Docket Numbers: RM05-17-000 & RM05-25-000

"With the passage of more than ten years since the Commission undertook the effort to promote wholesale competition through open access transmission service, it was time for us to revisit Order No. 888 and determine if any changes were due. During this intervening decade, the transmission grid has experienced unprecedented challenges as the demand for energy has grown at a pace that far exceeds the grid's available transmission capacity and the current rate of transmission investment. With these facts, it should come as no surprise that if changes are not made to make better use of the transmission system, the public will bear the cost of transmission congestion through increased utility bills, to say nothing of the looming possibility of power outages in many of the nation's more congested urban areas.

For these reasons, a re-examination of our transmission policies is overdue and that today's Final Rule makes a significant step towards improving the efficiency, accessibility, and reliability of our nation's electric grid. The reforms contained in Order No. 890 have been shaped by ten years of actual experiences and guided by the information provided to us in face-to-face meetings, technical conferences, and the thousands of pages of written comments submitted by interested parties. Also, the passage of the Energy Policy Act of 2005, which recognized the need for additional transmission infrastructure development and its role in facilitating the development of competitive wholesale markets, has influenced the policies in our Final Rule.

Among the highlights of this 1,100 page document, the rule provides for greater consistency and transparency in the calculation of Available Transfer Capability (ATC). Currently, there is no industry-wide method for determining ATC and public utility transmission providers may select an ATC methodology of their choosing, thereby increasing the potential for confusion and undue discrimination. To remedy this concern, the rule will require that transmission providers choose one of three NERC-approved ATC methodologies to make their calculations in a consistent and transparent manner. It's particularly noteworthy to mention that no party challenged our underlying finding that ATC reform is necessary to remedy undue discrimination.

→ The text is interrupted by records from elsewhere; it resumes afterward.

PR #2380, opened 2015-12-10
Added _.resultAll

misantronic:
Invokes all methods inside of object and returns a new object


jridgewell:
This is a bit too special purpose. I'd recommend using [`_.mixin`](http://underscorejs.org/#mixin) to add it to your own codebase.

The Final Rule also amends the pro-forma OATT to require coordinated, open, and transparent transmission planning on both a regional and sub-regional level. These planning reforms, centered around nine planning principles, include certain protections to guard against undue discrimination in the transmission system planning processes and will apply to every transmission provider. Improvements have also been made in the area of long-term point-to-point transmission service as the Commission has recognized that transmission customers are routinely denied service solely because it would not be feasible for the transmission provider to provide the service for a limited number of hours per year. As a remedy, the Commission adopts a "conditional firm" component to allow customers to receive "firm like" transmission service for most, but not all, of the hours requested.

With regard to redispatch, we have modified the transmission provider's obligation to increase efficient use of the grid, while ensuring reliability to native load.

Significantly, Order No. 890 will require the posting of planning redispatch costs. By increasing the availability and transparency of redispatch cost information, system reliability will improve and customers can realize cost savings as additional redispatch options are made available to transmission providers.

Ultimately, Order No. 890 embodies my guiding principles of: (1) promoting reliability; (2) sending accurate market signals; and (3) encouraging the development of needed energy infrastructure. I am pleased that the Final Rule supports each of these principles while moving us ever closer towards open, competitive, and reliable wholesale markets."